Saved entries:
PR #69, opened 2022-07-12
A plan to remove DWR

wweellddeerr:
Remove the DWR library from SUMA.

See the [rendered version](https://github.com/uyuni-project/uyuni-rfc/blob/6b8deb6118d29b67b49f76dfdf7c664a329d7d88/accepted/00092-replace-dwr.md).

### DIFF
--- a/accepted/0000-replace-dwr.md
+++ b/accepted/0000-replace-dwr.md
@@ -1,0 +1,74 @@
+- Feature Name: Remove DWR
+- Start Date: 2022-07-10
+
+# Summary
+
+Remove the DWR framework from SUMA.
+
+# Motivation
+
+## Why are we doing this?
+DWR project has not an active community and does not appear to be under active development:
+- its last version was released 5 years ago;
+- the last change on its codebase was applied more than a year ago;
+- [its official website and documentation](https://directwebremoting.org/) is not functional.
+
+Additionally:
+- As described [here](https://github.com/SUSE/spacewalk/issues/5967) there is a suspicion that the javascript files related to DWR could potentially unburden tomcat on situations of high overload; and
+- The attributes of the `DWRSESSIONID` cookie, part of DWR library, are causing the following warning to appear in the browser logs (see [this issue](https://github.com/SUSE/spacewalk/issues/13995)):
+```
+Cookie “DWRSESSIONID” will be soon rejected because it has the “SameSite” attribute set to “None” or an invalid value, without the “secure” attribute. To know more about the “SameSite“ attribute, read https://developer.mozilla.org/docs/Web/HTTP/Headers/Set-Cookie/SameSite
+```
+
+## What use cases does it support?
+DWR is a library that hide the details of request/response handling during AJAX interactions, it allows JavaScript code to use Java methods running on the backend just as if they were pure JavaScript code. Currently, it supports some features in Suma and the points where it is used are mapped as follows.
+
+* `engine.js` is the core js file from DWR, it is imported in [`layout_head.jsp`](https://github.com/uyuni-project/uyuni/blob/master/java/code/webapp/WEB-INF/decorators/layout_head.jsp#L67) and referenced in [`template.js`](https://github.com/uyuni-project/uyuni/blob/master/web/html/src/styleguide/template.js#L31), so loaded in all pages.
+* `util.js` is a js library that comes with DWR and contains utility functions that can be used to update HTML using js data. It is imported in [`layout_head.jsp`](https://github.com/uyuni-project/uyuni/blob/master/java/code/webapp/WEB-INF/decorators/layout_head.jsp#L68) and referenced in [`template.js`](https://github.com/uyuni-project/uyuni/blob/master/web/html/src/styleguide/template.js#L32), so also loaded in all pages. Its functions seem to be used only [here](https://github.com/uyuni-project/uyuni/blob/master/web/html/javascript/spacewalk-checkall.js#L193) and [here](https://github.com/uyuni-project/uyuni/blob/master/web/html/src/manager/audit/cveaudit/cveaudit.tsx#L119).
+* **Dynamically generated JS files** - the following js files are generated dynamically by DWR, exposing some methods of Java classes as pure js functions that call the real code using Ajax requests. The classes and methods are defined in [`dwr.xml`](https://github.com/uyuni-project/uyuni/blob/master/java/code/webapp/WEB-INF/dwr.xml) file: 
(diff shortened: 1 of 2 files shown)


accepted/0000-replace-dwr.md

• ACTION ITEM: For every line above that includes the word "accepted", return the line.

• TASK RESPONSE:
See the [rendered version](https://github.com/uyuni-project/uyuni-rfc/blob/6b8deb6118d29b67b49f76dfdf7c664a329d7d88/accepted/00092-replace-dwr.md).
--- a/accepted/0000-replace-dwr.md
+++ b/accepted/0000-replace-dwr.md
accepted/0000-replace-dwr.md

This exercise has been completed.